James Klauzer kept going back to “surreal’’ to describe catching his 81.4-pound flathead, the Illinois record, early Saturday morning from Sangchris Lake.

“It was kind of like, something that you work for, fish for, for years and years, and it is actually sitting there looking you in face and it doesn’t seem real,’’ he said of the official weighing. “There are guys who fish way more times than me and are sponsored, and there is me with my rickety 14-foot boat. I had a state record and I was excited, but it seemed surreal to me.’’

THE SETUP

“I know fish are that big,’’ Klauzer said. “Every time I go out and do some catfishing that fish is what I am after every time.’’

He figures he has been targeting big catfish for about 10 years. The closest he came was a 71-pound flathead out of the Mississippi River in Illinois.

But Friday night/Saturday was different.

“Wasn’t really targeting big fish that night; I was with a friend [Scott Gapen] that I go on mission trips outside of the country with [to Guatemala],’’ Klauzer said. “All I wanted to do was hang out with a friend and catch a few channel catfish for the freezer.’’

It would be much more than that.

First Klauzer stopped by Big Red’s Bait and Tackle in Springfield to get some of the hooks he had started using, the Double Action hooks (a hybrid circle hook) from Team Catfish.

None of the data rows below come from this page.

PR #16, opened 2018-11-13
RIA-730 Home Office decision number

fantasticjamieburns:


src/functionalTest/java/uk/gov/hmcts/reform/iacaseapi/util/StringResourceLoader.java
```diff
@@ -0,0 +1,45 @@
...
+        // noop
+    }
+
+    public static Map<String, String> load(String locationPattern) throws IOException {
+
+        Resource[] resources =
+            new PathMatchingResourcePatternResolver()
+                .getResources(locationPattern);
+
+        return
```
t80: Could just be my subjectivity but this stream seems hard to read

src/main/java/uk/gov/hmcts/reform/iacaseapi/infrastructure/config/AuthCheckerConfiguration.java
```diff
@@ -0,0 +1,43 @@
...
+    }
+
+    @Bean
+    public Function<HttpServletRequest, Collection<String>> authorizedRolesExtractor() {
+        return (any) -> ImmutableSet.copyOf(authorisedRoles);
+    }
+
+    @Bean
+    public Function<HttpServletRequest, Optional<String>> userIdExtractor() {
+        return (any) -> Optional.empty();
```
t80: Intentionally returning Optional.empty();

src/functionalTest/java/uk/gov/hmcts/reform/iacaseapi/util/StringResourceLoader.java
fantasticjamieburns: Fair enough -- I will take the anonymous function and extract it into a method which should make it all read better 👍

src/smokeTest/java/uk/gov/hmcts/reform/iacaseapi/SmokeTest.java
```diff
@@ -16,20 +17,20 @@
...
 
         RestAssured.baseURI = targetInstance;
         RestAssured.useRelaxedHTTPSValidation();
 
-        String response = RestAssured
-            .given()
+        String response = SerenityRest
             .when()
-            .get("/")
+            .get("/health")
```
satyachundur: we are already verify health as a part of the deployment.. it would be worth to check any simple get if we have any.

src/main/java/uk/gov/hmcts/reform/iacaseapi/domain/entities/ccd/field/AddressUk.java
```diff
@@ -0,0 +1,87 @@
...
+    private Optional<String> county = Optional.empty();
+
+    @JsonProperty("PostCode")
+    private Optional<String> postCode = Optional.empty();
+
+    @JsonProperty("Country")
+    private Optional<String> country = Optional.empty();
+
+    private AddressUk() {
+        // noop -- for deserializer
```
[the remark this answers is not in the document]
fantasticjamieburns: Default (no args) constructors are used by deserializers (jackson in this case) when it builds the object from JSON. It is marked as private so the default constructor cannot be used by normal application code, only deserializer libraries that build an object using reflection internally.

src/smokeTest/java/uk/gov/hmcts/reform/iacaseapi/SmokeTest.java
fantasticjamieburns: Right now, we do not have a GET resource (except health) that can be accessed without security tokens -- all other application endpoints are secure.

fantasticjamieburns: What we could do is remove security from this controller's endpoint:
https://github.com/hmcts/ia-case-api/blob/master/src/main/java/uk/gov/hmcts/reform/iacaseapi/controllers/RootController.java#L26
To allow it to be useful to the smoke test, but previously Rob said testing the welcome message was not a useful smoke test.

src/main/java/uk/gov/hmcts/reform/iacaseapi/infrastructure/serialization/AsylumCaseCallbackDeserializer.java
```diff
@@ -34,7 +30,6 @@ public AsylumCaseCallbackDeserializer(
             );
 
         } catch (IOException e) {
-            LOG.warn("Could not deserialize callback:\n{}\n{}", e.getMessage(), source);
```
raghera: Any reason why the logs in exceptions were removed?  I ask because sonar sometimes complains about not logging errors.

src/main/java/uk/gov/hmcts/reform/iacaseapi/domain/entities/AsylumCaseBuilder.java
```diff
@@ -0,0 +1,156 @@
...
+
+import java.util.List;
+import java.util.Map;
+import java.util.Optional;
+import org.springframework.stereotype.Component;
+import uk.gov.hmcts.reform.iacaseapi.domain.entities.ccd.field.AddressUk;
+import uk.gov.hmcts.reform.iacaseapi.domain.entities.ccd.field.IdValue;
+
+@Component
+public class AsylumCaseBuilder {
```
raghera: I often write "Builder" pattern implementations so client code can chain the methods which for me at least makes it slightly easier to use and more fluent.  Matter of opinion I guess!

src/test/java/uk/gov/hmcts/reform/iacaseapi/domain/entities/AsylumCaseBuilderTest.java
```diff
@@ -0,0 +1,69 @@
...
+    private final Optional<String> hasOtherAppeals = Optional.of("L");
+    private final Optional<List<IdValue<String>>> otherAppeals = Optional.of(Arrays.asList(new IdValue<>("1", "M")));
+    private final Optional<String> legalRepReferenceNumber = Optional.of("N");
+
+    private AsylumCaseBuilder asylumCaseBuilder = new AsylumCaseBuilder();
+
+    @Test
+    public void should_build_asylum_case() {
+
+        asylumCaseBuilder.setHomeOfficeReferenceNumber(homeOfficeReferenceNumber);
```
raghera: Testing getters/setters can sometimes be a pain.  In the past I have used something like SmartUnit to make it less painful through reflection.  https://github.com/rlogiacco/SmartUnit/wiki/Testing-POJOs-properties.
Think there is another lib called OpenPojo or similar which I have not used.

src/main/java/uk/gov/hmcts/reform/iacaseapi/infrastructure/serialization/AsylumCaseCallbackDeserializer.java
fantasticjamieburns: Yeah Sonar said no to logging and throwing in the same block

src/test/java/uk/gov/hmcts/reform/iacaseapi/domain/entities/AsylumCaseBuilderTest.java
fantasticjamieburns: We are expected to use the same testing suite across all reform projects -- so that is basically JUnit and Mockito. If I had my way we would be writing beautiful Spock tests :) So I don't think we can introduce this tool.

src/main/java/uk/gov/hmcts/reform/iacaseapi/domain/entities/AsylumCaseBuilder.java
fantasticjamieburns: Yeah let's do that, but as it is not a functional change can we leave it to another story -- keen to get this one over the line so I can rebase future work from this PR?

raghera: Yes that's fine, I think getting this done is more important.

“He came in here last night and got hooks and swivels and he said he is going to catch some flatheads; and he did,” said Trevor Miller at Big Red’s.

Yes, indeed.

THE CATCH

Klauzer and Gapen caught some pan-sized (3- to 5-pound) channel catfish and had about half a dozen on a stringer as the night lengthened into Saturday.

Then the big bite came in small about 2:30 a.m.

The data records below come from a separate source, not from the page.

PR #18, opened 2018-11-16
RIA-516 New matters changed to a text field

fantasticjamieburns:


fantasticjamieburns:
@Rob-Doherty @t80 @raghera Can I get a reapproval now master is updated?

fantasticjamieburns:
Because these have been approved previously, and because all the tests still pass, I am pushing to master...

PR #26, opened 2018-11-26
RIA-694 Send direction (replay build)

fantasticjamieburns:


fantasticjamieburns:
Migrated from https://github.com/hmcts/ia-case-api/pull/19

“I got a couple nibbles and picked the pole up,’’ Klauzer said. “He pulled until it triggered my sense to set the hook. Immediately I knew it was a significant fish.’’

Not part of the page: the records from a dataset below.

PR #30, opened 2018-11-28
RIA-230 & RIA-236 Grounds of appeal

fantasticjamieburns:


src/main/java/uk/gov/hmcts/reform/iacaseapi/domain/entities/ccd/CheckValues.java
```diff
@@ -0,0 +1,24 @@
+package uk.gov.hmcts.reform.iacaseapi.domain.entities.ccd;
+
+import static java.util.Objects.requireNonNull;
+
+import java.util.List;
+
+public class CheckValues<T> {
```
raghera: Just for my understanding, what is this class's purpose?  To hold a non null List?

fantasticjamieburns: Ccd gives us the data like this for the Grounds fields:
https://github.com/hmcts/ia-case-api/pull/30/files#diff-3589128de80e18359dbe7becc98422aeR11
So it is a representation of that type of field -- a "Collection of a Complex type consisting of checkbox values".

fantasticjamieburns: Not so much about a non null list -- but a list that is within an object having a single key.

He was using shad, roughly 2 inches, caught with a casting net.

“As soon as I set the hook, the fish immediately set off out to my right and it was pulling the drag out on my reel,’’ Klauzer said. “Any fish that can pull the drag out on my reel is a large fish.’’

Truer than true.

Klauzer was using an Abu Garcia Ambassador C4 6600 series reel with the Carbon Matrix drag system, cranked all the way down, with SpiderWire Stealth 80-pound braid. That is equipment designed to handle a truly big fish.

“That is when Scott stared reeling in his poles as fast as he could, clearing the way,’’ Klauzer said. “It was running right to left and back right. It circled the boat. The whole ordeal lasted about five minutes.’’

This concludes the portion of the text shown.